Keep only the lines from the start of the data through the line containing "self.deref = lambda", and output them exactly.
EXTRACTED DATA START
PR #263, opened 2018-04-24
Fix spec flattening in case of relative references

macisamuele:
While working on internal specs I've spotted two issues related to flattening and dereferencing specs with relative links on different directories.

Everything works fine if the references are not on different files, but as soon as we reference a file on a different directory all the links on the new files are relative to the new path.

The issue is caused because:
 * reference resolving does not take in consideration the resolution scope (changes on `bravado_core/spec_flattening.py`)
 * flattening specs requires resources to be available; as resources are not built at the time of `flattened_spec` call, enforcing resource building as an extra step of `run_post_processing` fixes the issue

**Note**:
while doing those changes I've also noted that `_internal_spec_dict` was returning `deref_flattened_spec` if `internally_dereference_refs` config is enabled.
Sadly the evaluation of `deref_flattened_spec` requires resource building, which requires `_internal_spec_dict`, so an ugly cycle of badly handled dependencies.
In order to decouple these dependencies and remove the minimal overhead related to property evaluation I've converted `_internal_spec_dict` property to Spec attribute, which is overridden in case `internally_dereference_refs` config is set

### DIFF
--- a/bravado_core/spec.py
+++ b/bravado_core/spec.py
@@ -124,6 +124,7 @@ class Spec(object):
             handlers=build_http_handlers(http_client),
         )
 
+        self._internal_spec_dict = spec_dict
         self._validate_config()
 
     def _validate_config(self):
@@ -259,18 +260,12 @@ class Spec(object):
 
             # Avoid to evaluate is_ref every time, no references are possible at this time
             self.deref = lambda ref_dict: ref_dict
+            self._internal_spec_dict = self.deref_flattened_spec
 
         for format in self.config['formats']:
             self.register_format(format)
 
         self.api_url = build_api_serving_url(self.spec_dict, self.origin_url)
-
-    @cached_property
-    def _internal_spec_dict(self):
-        if self.config['internally_dereference_refs']:
-            return self.deref_flattened_spec
-        else:
-            return self.spec_dict
 
     def _force_deref(self, ref_dict):
         """Dereference ref_dict (if it is indeed a ref) and return what the
--- a/bravado_core/spec.py
+++ b/bravado_core/spec.py
@@ -368,12 +368,8 @@ class Spec(object):
 
         return strip_xscope(
             spec_dict=flattened_spec(
-                spec_dict=self.spec_dict,
-                spec_resolver=self.resolver,
-                spec_url=self.origin_url,
-                http_handlers=build_http_handlers(self.http_client),
-                spec_definitions=self.definitions,
                 swagger_spec=self,
+                http_handlers=build_http_handlers(self.http_client),
             ),
         )
 
--- a/bravado_core/spec.py
+++ b/bravado_core/spec.py
@@ -124,6 +124,8 @@ class Spec(object):
             handlers=build_http_handlers(http_client),
         )
 
+        # spec dict used to build resources, in case internally_dereference_refs config is enabled
+        # it will be overridden by the dereferenced specs (by build method). More context in PR#263
         self._internal_spec_dict = spec_dict
         self._validate_config()
 
@@ -246,6 +248,8 @@ class Spec(object):
         # deref_flattened_spec depends on flattened_spec which assumes that model
         # discovery is performed
         run_post_processing(self)
+        # Flattening the specs requires resources to be available.
+        # Let's build them before self.deref_flattened_spec is called
         self.resources = build_resources(self)
 
         if self.config['internally_dereference_refs']:
--- a/bravado_core/spec.py
+++ b/bravado_core/spec.py
@@ -245,6 +245,7 @@ class Spec(object):
         # deref_flattened_spec depends on flattened_spec which assumes that model
         # discovery is performed
         run_post_processing(self)
+        self.resources = build_resources(self)
 
         if self.config['internally_dereference_refs']:
             deref_flattened_spec = self.deref_flattened_spec
@@ -253,6 +254,7 @@ class Spec(object):
             # Rebuild definitions using dereferences specs as base
             # this ensures that the generated models have no references
             run_post_processing(tmp_spec)
+            self.resources = build_resources(tmp_spec)
             self.definitions = tmp_spec.definitions
 
             # Avoid to evaluate is_ref every time, no references are possible at this time
@@ -262,7 +264,6 @@ class Spec(object):
             self.register_format(format)
 
         self.api_url = build_api_serving_url(self.spec_dict, self.origin_url)
-        self.resources = build_resources(self)
 
     @cached_property
     def _internal_spec_dict(self):
--- a/bravado_core/spec.py
+++ b/bravado_core/spec.py
@@ -367,10 +367,7 @@ class Spec(object):
             self.build()
 
         return strip_xscope(
-            spec_dict=flattened_spec(
-                swagger_spec=self,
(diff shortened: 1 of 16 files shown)


bravado_core/spec_flattening.py
```diff
@@ -254,10 +254,11 @@ def descend(value):
             # Minimalistic swagger spec like object
             # it's not a valid spec due to lack of info and paths, but it's good enough to trigger model discovery
             spec_dict={
-                'definitions': {
+                known_mappings_key: {
```
sjaensch: How does this flattened spec actually look? Could you add a test that compares the flattened spec to what we expect it to look like, or at least post a gist with an example? It's not clear to me why we don't use `definitions` anymore...?

bravado_core/spec.py
```diff
@@ -124,6 +124,7 @@ def __init__(self, spec_dict, origin_url=None, http_client=None,
             handlers=build_http_handlers(http_client),
         )
 
+        self._internal_spec_dict = spec_dict
```
sjaensch: Could you add a comment here that indicates why you're creating this attribute, and that it might be changed by run_post_processing? That information was really clear in the old implementation, but now is quite hidden.

bravado_core/spec.py
```diff
@@ -245,6 +246,7 @@ def run_post_processing(swagger_spec):
         # deref_flattened_spec depends on flattened_spec which assumes that model
         # discovery is performed
         run_post_processing(self)
+        self.resources = build_resources(self)
```
sjaensch: Could you add the info you provided in the description as a comment here, i.e. that flattening the spec requires resources to be present?

tests/spec/from_dict_test.py
```diff
@@ -125,3 +127,33 @@ def test_spec_with_dereffed_and_tagged_models_works(minimal_swagger_dict):
...
+        origin_url=get_url(multi_file_multi_directory_abspath),
+        config={'internally_dereference_refs': request.param},
+    )
+
+
+def test_flattened_multi_file_multi_directory_specs(multi_file_multi_directory_spec):
+    try:
+        multi_file_multi_directory_spec.flattened_spec
+    except BaseException as e:
+        pytest.fail('Unexpected exception: {e}'.format(e=e), e.__traceback__)
```
sjaensch: I'm still not happy with this test - it proves that there is no exception when flattening the spec, but tells us nothing about if the spec is correct. Could we not have a separate file (e.g. test-data/2.0/multi-file-multi-directory-spec/flattened_spec.yaml) and compare it to the result here?

I think it's fine to save whatever `flattened_spec` returns to that file; and as part of the review here, we can make sure the output is correct and equivalent to the multi-file spec.

test-data/2.0/multi-file-multi-directory-spec/flattened-multi-file-multi-directory-spec.json
```diff
@@ -0,0 +1,213 @@
+{
+  "consumes": [
+    "application/json"
+  ],
+  "definitions": {
+    "lfile:definitions.yaml": {
```
sjaensch: This is very helpful!

Note that the flattened spec you're creating is not a valid Swagger spec. Note that [according to the spec](https://github.com/OAI/OpenAPI-Specification/blob/master/versions/2.0.md#definitionsObject), the definitions object is a key/value mapping; the mapping being Schema objects. In your case, it's a mapping of a mapping of schema objects. Consequently, adding this spec to the [Swagger editor](https://editor.swagger.io/) produces a validation error. Similarly, swagger_spec_validator complains about this fact as well.

test-data/2.0/multi-file-multi-directory-spec/flattened-multi-file-multi-directory-spec.json
```diff
@@ -0,0 +1,213 @@
...
+      "get": {
+        "description": "This is the description of a random get endpoint",
+        "operationId": "endpoint_v1",
+        "parameters": [
+          {
+            "$ref": "#/parameters/lfile:endpoint..parameters.yaml|..parameters..number"
+          }
+        ],
+        "responses": {
+          "$ref": "#/definitions/lfile:endpoint..v1..responses.yaml"
```
sjaensch: You're not allowed to use references here. You'll need to specify all of the response HTTP codes inline (or at least the "default" key). The value can then be a reference object. Check the [spec definition of the `Responses` object](https://github.com/OAI/OpenAPI-Specification/blob/master/versions/2.0.md#responsesObject). The Swagger editor catches this, swagger_spec_validator apparently does not.

macisamuele: It's really strange ... but you're definitely right ... I would have expected complains from swagger_spec_validator about it.
I'll open an issue on the library ... in our case in order to provide valid specs we need to remove the reference from [here](https://github.com/macisamuele/bravado-core/blob/maci-fix-flattening-failure-due-to-resolution-scope/test-data/2.0/multi-file-multi-directory-spec/endpoint/v1/paths.yaml#L7) as it is not correct. Starting from correct specs we'll obtain valid response

macisamuele:
* Improved heuristic to take into account the presence of `type: object` in order to return `ObjectType.SCHEMA`.
In order to achieve this, without changing the public interface I've added an optional parameter `default_type_to_object` that correspond to the equivalent value in the configs
* as we need the config value into `flattened_spec` I've added an extra parameter to it that allows to pass the whole `Spec` object rather than all it's components; the parameters list was growing too much
By doing this the calls that the library does on the function could be simplified without providing a backward incompatible change to the public interface. (we might think about adding a deprecation warning in the future to remove the long list of parameters)

bravado_core/spec_flattening.py
```diff
@@ -160,12 +160,20 @@ def flattened_spec(
     :param marshal_uri_function: function used to marshal uris in string suitable to be keys in Swagger Specs.
     :type marshal_uri_function: Callable with the same signature of ``_marshal_uri``
     :param spec_definitions: known swagger definitions (hint: definitions attribute of bravado_core.spec.Spec instance)
-    :type dict: bravado_core.spec.Spec
+    :type spec_definitions: dict
+    :param swagger_spec: bravado-core Spec object
+    :type swagger_spec: bravado_core.spec.Spec
```
sjaensch: I think we should document somewhere that you only really need to pass in swagger_spec for this function to work. Also, you do need either spec_dict or swagger_spec, right? You should add a check for that at the beginning of the function.

bravado_core/spec_flattening.py
```diff
@@ -161,18 +166,37 @@ def flattened_spec(
...
-        spec_definitions = swagger_spec.definitions if spec_definitions is None else spec_url
+        spec_dict = swagger_spec.spec_dict
+        spec_resolver = swagger_spec.resolver
+        spec_url = swagger_spec.origin_url
+        http_handlers = build_http_handlers(swagger_spec.http_client)
+        spec_definitions = swagger_spec.definitions
+
+    if spec_dict is None:
+        raise ValueError(
+            'spec_dict is None, the method assumes to receive a valid swagger spec dict'
```
sjaensch: either a valid swagger spec dict or a swagger spec object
EXTRACTED DATA END
TASK ANSWER »
PR #263, opened 2018-04-24
Fix spec flattening in case of relative references

macisamuele:
While working on internal specs I've spotted two issues related to flattening and dereferencing specs with relative links on different directories.

Everything works fine if the references are not on different files, but as soon as we reference a file on a different directory all the links on the new files are relative to the new path.

The issue is caused because:
 * reference resolving does not take in consideration the resolution scope (changes on `bravado_core/spec_flattening.py`)
 * flattening specs requires resources to be available; as resources are not built at the time of `flattened_spec` call, enforcing resource building as an extra step of `run_post_processing` fixes the issue

**Note**:
while doing those changes I've also noted that `_internal_spec_dict` was returning `deref_flattened_spec` if `internally_dereference_refs` config is enabled.
Sadly the evaluation of `deref_flattened_spec` requires resource building, which requires `_internal_spec_dict`, so an ugly cycle of badly handled dependencies.
In order to decouple these dependencies and remove the minimal overhead related to property evaluation I've converted `_internal_spec_dict` property to Spec attribute, which is overridden in case `internally_dereference_refs` config is set

### DIFF
--- a/bravado_core/spec.py
+++ b/bravado_core/spec.py
@@ -124,6 +124,7 @@ class Spec(object):
             handlers=build_http_handlers(http_client),
         )
 
+        self._internal_spec_dict = spec_dict
         self._validate_config()
 
     def _validate_config(self):
@@ -259,18 +260,12 @@ class Spec(object):
 
             # Avoid to evaluate is_ref every time, no references are possible at this time
             self.deref = lambda ref_dict: ref_dict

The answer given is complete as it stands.